Content starts

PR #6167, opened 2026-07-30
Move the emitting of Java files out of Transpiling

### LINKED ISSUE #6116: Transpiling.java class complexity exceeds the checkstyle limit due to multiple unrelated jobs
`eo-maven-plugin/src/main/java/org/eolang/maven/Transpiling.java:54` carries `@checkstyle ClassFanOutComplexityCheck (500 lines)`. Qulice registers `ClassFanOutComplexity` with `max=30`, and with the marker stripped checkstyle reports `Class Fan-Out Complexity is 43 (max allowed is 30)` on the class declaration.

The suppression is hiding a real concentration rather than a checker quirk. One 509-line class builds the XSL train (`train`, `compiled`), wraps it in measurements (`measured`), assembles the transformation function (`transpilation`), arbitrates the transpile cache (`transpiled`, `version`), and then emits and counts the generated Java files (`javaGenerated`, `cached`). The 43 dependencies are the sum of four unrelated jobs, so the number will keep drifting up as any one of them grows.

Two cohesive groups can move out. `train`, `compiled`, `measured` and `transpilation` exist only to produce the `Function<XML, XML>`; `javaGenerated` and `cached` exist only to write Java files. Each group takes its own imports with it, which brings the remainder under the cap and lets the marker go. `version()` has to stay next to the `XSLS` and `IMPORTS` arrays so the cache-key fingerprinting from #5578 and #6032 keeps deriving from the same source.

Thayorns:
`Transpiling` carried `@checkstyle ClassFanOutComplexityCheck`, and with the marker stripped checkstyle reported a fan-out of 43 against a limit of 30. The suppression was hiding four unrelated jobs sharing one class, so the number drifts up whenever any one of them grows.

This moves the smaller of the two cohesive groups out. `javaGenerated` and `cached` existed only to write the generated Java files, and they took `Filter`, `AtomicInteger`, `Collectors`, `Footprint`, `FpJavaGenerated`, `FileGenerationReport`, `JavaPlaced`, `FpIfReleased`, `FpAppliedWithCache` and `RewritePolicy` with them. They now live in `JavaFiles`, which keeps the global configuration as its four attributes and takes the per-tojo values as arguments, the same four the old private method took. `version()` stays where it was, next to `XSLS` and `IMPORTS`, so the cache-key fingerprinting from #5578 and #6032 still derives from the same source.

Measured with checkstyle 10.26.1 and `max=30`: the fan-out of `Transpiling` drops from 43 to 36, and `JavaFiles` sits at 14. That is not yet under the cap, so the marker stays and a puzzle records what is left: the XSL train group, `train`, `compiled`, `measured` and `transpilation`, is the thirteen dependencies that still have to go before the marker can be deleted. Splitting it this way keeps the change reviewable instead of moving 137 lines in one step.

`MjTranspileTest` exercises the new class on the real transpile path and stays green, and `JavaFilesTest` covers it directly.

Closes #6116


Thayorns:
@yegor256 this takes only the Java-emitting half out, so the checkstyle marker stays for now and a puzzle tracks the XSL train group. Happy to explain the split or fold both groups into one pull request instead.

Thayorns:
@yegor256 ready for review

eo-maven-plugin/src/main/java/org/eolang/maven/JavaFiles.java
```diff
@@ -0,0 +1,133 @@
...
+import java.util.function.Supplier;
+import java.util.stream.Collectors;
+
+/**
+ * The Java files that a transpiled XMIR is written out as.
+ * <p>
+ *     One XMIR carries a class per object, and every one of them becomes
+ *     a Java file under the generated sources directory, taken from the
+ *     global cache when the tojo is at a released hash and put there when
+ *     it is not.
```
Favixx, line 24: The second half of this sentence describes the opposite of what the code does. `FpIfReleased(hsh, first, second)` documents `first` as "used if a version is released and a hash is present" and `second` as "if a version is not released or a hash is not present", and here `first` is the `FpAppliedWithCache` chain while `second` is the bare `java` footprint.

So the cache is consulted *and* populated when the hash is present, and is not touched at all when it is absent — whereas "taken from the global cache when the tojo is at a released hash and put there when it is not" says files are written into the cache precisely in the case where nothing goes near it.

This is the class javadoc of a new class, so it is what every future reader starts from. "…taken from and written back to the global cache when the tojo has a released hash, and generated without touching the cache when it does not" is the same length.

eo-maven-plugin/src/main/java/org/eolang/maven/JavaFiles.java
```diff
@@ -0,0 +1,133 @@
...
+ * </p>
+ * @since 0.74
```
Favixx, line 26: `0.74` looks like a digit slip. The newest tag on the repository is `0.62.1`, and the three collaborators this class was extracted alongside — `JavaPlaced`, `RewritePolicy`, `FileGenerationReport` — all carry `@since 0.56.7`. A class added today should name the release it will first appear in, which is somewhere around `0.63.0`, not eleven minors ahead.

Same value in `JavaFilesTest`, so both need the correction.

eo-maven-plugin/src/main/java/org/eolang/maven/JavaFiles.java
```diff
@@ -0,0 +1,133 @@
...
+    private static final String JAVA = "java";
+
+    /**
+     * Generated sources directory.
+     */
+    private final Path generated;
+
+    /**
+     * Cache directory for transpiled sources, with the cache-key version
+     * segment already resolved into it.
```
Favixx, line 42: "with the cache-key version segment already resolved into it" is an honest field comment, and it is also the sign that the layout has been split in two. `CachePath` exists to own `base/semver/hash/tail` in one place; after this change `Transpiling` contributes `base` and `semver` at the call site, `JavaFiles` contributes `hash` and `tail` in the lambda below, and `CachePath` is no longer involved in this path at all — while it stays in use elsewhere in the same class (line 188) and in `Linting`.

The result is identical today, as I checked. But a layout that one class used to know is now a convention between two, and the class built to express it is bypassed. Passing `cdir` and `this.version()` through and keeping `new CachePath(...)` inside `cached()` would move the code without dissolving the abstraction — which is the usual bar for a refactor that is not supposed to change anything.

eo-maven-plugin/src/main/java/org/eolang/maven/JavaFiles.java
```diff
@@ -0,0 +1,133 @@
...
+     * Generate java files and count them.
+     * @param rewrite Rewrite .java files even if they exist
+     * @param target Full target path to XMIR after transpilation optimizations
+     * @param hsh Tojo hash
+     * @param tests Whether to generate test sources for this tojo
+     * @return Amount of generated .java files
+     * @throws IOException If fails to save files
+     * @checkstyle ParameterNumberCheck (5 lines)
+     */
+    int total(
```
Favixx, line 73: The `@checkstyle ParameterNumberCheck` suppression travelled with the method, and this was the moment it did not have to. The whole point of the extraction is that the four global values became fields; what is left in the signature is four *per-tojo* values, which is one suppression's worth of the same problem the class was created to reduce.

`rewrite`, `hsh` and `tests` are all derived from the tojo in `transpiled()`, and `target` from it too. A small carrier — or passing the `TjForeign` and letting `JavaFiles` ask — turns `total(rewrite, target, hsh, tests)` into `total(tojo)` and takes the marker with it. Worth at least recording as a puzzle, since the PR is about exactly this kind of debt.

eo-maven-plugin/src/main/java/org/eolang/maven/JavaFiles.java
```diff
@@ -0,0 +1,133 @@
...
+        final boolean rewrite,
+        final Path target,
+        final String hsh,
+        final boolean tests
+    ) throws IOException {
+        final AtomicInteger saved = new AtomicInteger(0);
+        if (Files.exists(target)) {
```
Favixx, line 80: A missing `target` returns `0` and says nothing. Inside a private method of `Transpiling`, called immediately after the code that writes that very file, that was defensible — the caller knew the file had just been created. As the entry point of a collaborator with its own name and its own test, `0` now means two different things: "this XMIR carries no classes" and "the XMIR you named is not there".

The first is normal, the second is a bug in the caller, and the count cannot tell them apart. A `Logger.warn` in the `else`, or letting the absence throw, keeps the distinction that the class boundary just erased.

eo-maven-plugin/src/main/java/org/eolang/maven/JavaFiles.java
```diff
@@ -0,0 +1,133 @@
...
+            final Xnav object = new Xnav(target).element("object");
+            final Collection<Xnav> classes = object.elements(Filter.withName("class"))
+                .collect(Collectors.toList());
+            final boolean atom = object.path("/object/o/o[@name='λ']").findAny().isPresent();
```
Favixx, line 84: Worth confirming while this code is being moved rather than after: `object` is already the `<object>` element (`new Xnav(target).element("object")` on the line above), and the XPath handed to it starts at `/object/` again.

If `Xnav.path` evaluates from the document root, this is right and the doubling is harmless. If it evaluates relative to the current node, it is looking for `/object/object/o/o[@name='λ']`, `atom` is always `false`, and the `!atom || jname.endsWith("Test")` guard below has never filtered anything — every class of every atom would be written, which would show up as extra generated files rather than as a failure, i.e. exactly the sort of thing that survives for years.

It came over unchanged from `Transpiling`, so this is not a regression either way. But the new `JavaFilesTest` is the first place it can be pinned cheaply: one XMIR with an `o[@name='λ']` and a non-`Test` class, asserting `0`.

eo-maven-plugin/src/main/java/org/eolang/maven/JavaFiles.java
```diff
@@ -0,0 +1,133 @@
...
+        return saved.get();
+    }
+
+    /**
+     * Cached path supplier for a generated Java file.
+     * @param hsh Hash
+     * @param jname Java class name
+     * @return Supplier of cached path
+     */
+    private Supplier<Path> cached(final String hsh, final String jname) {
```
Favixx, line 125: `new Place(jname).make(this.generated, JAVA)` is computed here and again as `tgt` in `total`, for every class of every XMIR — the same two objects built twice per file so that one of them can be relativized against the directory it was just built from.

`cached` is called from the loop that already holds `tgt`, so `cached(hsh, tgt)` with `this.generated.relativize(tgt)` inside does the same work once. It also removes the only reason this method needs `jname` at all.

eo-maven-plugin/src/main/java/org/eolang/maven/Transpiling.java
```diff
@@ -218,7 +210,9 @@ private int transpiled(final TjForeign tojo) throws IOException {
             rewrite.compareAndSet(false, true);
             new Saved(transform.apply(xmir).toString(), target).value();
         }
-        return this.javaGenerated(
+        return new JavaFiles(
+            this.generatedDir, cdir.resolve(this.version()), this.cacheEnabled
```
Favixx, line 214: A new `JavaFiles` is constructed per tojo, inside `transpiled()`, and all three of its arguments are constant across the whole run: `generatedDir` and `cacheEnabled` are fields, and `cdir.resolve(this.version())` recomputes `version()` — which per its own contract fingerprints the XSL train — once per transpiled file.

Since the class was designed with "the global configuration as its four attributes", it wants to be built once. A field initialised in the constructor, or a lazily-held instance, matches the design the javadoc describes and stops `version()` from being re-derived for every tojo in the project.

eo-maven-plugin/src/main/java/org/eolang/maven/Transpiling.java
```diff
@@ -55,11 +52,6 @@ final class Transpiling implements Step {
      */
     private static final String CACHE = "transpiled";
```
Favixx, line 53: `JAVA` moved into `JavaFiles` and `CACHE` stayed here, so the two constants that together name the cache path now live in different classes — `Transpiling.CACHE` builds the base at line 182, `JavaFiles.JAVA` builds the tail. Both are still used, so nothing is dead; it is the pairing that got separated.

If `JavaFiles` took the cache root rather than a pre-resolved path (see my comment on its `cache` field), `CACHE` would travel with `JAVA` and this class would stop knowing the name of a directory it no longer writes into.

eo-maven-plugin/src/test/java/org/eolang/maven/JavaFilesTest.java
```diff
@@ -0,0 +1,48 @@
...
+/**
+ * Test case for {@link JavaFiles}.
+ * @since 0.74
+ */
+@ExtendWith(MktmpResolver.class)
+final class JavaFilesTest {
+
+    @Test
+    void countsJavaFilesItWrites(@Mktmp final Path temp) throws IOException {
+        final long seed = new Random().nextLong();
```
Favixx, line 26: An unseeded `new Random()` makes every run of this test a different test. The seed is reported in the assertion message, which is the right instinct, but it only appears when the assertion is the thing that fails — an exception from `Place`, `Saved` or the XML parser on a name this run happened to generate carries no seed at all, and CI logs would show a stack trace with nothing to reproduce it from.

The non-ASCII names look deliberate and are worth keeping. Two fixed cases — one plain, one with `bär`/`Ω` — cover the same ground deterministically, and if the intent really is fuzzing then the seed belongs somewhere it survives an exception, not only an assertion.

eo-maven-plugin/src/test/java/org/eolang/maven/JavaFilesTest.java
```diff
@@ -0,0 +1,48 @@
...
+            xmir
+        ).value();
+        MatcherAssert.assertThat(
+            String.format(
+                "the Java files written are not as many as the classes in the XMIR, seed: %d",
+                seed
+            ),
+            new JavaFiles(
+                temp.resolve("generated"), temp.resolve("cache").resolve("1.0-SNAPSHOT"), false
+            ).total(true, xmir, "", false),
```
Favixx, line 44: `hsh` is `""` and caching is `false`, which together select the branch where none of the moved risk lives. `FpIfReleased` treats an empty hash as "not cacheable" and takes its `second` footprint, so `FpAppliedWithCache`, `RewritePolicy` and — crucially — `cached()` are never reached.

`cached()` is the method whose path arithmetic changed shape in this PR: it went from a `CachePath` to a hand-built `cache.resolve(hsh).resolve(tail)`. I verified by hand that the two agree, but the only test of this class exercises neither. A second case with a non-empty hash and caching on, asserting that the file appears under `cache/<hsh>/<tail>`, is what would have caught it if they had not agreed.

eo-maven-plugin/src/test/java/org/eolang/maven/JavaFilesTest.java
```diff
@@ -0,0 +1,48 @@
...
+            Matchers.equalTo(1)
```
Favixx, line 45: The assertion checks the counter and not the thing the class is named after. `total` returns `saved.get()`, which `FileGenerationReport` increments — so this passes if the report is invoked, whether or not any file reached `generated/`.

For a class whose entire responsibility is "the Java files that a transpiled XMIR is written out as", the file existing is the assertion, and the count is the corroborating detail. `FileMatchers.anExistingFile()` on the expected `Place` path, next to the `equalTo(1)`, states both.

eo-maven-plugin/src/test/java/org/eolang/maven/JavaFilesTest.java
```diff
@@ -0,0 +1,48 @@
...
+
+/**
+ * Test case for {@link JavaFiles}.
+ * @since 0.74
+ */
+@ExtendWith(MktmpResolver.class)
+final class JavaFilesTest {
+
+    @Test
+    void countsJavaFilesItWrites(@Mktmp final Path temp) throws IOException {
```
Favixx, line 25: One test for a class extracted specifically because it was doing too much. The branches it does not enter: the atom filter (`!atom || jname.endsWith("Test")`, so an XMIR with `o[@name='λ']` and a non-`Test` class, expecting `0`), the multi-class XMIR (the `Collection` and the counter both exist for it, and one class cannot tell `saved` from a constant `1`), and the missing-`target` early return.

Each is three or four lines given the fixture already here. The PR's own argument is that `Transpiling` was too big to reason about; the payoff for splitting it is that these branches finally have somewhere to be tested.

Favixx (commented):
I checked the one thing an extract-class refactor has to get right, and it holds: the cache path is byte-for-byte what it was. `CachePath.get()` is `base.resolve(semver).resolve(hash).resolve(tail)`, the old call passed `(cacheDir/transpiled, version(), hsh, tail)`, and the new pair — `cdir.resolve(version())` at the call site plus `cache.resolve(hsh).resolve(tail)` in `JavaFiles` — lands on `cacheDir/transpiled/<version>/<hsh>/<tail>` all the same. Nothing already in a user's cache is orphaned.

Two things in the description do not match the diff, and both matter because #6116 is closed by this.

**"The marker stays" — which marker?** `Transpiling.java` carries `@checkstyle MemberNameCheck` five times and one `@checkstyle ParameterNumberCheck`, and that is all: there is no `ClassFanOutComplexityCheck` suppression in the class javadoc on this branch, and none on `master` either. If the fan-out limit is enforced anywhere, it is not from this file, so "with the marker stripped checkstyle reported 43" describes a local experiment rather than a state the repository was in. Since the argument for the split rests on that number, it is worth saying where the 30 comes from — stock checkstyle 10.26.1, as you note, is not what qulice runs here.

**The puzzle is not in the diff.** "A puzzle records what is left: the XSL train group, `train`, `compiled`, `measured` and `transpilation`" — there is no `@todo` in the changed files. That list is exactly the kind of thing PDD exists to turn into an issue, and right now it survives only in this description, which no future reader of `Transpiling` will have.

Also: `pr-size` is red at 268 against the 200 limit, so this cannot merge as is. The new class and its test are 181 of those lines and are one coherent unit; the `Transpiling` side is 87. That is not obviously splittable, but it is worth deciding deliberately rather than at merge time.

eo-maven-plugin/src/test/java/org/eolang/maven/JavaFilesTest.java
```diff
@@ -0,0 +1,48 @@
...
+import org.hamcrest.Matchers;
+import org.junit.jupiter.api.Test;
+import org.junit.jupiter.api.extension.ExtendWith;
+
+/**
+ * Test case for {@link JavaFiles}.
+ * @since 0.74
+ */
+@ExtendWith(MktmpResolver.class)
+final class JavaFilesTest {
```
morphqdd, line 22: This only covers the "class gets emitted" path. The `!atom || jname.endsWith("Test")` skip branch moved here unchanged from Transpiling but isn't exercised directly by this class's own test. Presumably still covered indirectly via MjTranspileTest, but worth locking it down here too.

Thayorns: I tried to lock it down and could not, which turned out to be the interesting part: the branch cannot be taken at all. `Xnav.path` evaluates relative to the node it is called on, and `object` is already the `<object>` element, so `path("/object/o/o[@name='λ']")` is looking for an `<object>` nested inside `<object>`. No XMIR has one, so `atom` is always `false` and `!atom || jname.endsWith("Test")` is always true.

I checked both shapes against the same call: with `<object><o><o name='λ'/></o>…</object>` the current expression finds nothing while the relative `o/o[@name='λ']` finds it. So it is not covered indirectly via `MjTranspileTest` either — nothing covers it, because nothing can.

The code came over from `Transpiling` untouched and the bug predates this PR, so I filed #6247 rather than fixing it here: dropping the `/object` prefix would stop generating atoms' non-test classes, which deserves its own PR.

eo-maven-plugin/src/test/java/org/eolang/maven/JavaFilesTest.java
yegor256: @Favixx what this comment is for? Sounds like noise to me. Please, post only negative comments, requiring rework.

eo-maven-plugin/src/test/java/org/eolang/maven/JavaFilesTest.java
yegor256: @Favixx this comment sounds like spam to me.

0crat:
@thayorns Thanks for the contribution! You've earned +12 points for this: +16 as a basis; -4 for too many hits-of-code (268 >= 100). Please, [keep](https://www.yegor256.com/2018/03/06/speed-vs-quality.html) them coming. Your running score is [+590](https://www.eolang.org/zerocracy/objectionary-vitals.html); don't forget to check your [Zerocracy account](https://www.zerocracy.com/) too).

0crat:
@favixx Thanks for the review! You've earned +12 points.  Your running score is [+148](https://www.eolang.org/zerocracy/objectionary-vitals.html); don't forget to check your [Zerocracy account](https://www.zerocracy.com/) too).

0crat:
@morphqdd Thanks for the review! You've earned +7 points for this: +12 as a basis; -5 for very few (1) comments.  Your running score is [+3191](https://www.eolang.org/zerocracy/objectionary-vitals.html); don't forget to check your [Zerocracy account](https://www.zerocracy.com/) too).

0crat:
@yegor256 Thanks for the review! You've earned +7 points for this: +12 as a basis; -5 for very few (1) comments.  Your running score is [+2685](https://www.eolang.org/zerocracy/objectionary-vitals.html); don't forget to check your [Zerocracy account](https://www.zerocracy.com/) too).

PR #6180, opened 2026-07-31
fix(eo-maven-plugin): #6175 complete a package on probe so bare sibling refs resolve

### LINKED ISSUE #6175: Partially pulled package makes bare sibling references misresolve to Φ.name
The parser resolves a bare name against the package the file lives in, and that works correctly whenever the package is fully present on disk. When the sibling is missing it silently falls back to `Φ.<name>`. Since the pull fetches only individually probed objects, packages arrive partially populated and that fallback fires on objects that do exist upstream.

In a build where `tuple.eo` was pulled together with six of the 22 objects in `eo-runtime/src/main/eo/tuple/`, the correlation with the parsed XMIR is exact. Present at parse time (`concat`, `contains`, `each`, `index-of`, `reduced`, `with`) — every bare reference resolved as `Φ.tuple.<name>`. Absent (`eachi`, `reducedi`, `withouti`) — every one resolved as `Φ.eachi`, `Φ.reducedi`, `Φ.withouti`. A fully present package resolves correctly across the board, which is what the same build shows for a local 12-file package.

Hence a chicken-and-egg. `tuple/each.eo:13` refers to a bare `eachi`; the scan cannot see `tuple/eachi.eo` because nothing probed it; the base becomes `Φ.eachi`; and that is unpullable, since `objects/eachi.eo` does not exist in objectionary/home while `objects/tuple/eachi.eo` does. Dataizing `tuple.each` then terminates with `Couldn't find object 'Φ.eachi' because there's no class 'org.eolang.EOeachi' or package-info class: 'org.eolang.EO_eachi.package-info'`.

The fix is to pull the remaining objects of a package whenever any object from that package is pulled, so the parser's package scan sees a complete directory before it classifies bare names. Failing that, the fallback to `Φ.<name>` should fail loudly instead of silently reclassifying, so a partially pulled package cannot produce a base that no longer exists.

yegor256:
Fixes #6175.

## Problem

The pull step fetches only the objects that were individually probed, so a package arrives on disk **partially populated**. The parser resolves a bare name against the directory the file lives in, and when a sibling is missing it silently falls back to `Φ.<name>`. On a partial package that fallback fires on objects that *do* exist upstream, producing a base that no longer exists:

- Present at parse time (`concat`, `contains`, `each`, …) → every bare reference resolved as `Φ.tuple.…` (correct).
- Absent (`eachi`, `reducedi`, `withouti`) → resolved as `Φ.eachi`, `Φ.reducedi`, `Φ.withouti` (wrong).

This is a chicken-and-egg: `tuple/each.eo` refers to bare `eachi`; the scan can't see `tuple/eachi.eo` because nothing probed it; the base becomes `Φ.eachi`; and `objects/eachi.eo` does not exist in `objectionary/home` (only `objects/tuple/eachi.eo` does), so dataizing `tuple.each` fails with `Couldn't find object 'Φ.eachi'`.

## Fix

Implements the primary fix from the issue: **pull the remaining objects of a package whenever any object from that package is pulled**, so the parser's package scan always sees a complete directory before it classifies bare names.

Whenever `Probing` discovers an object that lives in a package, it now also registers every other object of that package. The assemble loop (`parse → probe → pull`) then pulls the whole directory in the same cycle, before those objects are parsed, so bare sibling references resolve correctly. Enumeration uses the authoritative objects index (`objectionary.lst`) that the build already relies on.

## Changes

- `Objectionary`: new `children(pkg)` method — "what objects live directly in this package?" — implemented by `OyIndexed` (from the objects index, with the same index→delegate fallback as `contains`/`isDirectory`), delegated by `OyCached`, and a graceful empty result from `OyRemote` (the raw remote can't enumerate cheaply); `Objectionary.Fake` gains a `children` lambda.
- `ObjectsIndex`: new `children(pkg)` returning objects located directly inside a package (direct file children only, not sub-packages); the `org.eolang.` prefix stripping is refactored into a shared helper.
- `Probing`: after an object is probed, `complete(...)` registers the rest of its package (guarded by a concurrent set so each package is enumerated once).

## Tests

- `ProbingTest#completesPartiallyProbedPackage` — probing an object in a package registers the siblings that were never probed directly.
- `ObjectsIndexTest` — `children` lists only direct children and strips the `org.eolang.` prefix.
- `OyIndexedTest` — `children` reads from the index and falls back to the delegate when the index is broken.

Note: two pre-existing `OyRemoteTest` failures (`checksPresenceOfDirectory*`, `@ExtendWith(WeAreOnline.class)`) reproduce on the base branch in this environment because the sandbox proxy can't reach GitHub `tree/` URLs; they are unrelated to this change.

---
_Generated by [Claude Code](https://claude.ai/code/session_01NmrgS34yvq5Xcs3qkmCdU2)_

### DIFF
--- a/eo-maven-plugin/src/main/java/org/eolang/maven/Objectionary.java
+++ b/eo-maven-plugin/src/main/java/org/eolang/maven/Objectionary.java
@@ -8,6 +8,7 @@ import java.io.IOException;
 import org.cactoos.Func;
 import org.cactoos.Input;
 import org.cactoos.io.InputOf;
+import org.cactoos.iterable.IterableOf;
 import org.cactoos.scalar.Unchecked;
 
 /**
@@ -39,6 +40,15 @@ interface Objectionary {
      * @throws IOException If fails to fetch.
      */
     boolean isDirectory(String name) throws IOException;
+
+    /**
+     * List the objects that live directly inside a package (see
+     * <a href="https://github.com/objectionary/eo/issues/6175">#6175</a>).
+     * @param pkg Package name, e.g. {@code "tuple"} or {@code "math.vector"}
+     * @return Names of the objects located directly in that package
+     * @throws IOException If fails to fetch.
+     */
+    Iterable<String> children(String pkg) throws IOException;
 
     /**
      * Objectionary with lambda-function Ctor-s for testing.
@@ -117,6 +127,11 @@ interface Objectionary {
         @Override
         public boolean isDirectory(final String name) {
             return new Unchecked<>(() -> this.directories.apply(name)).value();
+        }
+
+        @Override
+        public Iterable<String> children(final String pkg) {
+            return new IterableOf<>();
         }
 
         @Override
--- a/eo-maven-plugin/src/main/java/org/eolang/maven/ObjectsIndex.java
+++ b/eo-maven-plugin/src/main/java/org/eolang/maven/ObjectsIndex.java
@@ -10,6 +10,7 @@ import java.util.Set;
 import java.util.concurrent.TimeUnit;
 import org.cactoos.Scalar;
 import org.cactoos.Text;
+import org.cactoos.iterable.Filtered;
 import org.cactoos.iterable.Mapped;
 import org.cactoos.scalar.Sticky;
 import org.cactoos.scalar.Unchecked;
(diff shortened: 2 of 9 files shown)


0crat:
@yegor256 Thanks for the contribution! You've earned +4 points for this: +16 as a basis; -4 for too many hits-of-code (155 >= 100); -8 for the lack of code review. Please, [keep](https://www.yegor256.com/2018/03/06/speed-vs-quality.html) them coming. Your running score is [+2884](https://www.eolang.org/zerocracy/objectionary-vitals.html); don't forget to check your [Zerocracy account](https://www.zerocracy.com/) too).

Content ends

→ **Aim of the task**
Would you please copy every line from the listing above that contains the word "three"?

→ **Expected answer**
Favixx, line 26: `0.74` looks like a digit slip. The newest tag on the repository is `0.62.1`, and the three collaborators this class was extracted alongside — `JavaPlaced`, `RewritePolicy`, `FileGenerationReport` — all carry `@since 0.56.7`. A class added today should name the release it will first appear in, which is somewhere around `0.63.0`, not eleven minors ahead.
Favixx, line 214: A new `JavaFiles` is constructed per tojo, inside `transpiled()`, and all three of its arguments are constant across the whole run: `generatedDir` and `cacheEnabled` are fields, and `cdir.resolve(this.version())` recomputes `version()` — which per its own contract fingerprints the XSL train — once per transpiled file.
Each is three or four lines given the fixture already here. The PR's own argument is that `Transpiling` was too big to reason about; the payoff for splitting it is that these branches finally have somewhere to be tested.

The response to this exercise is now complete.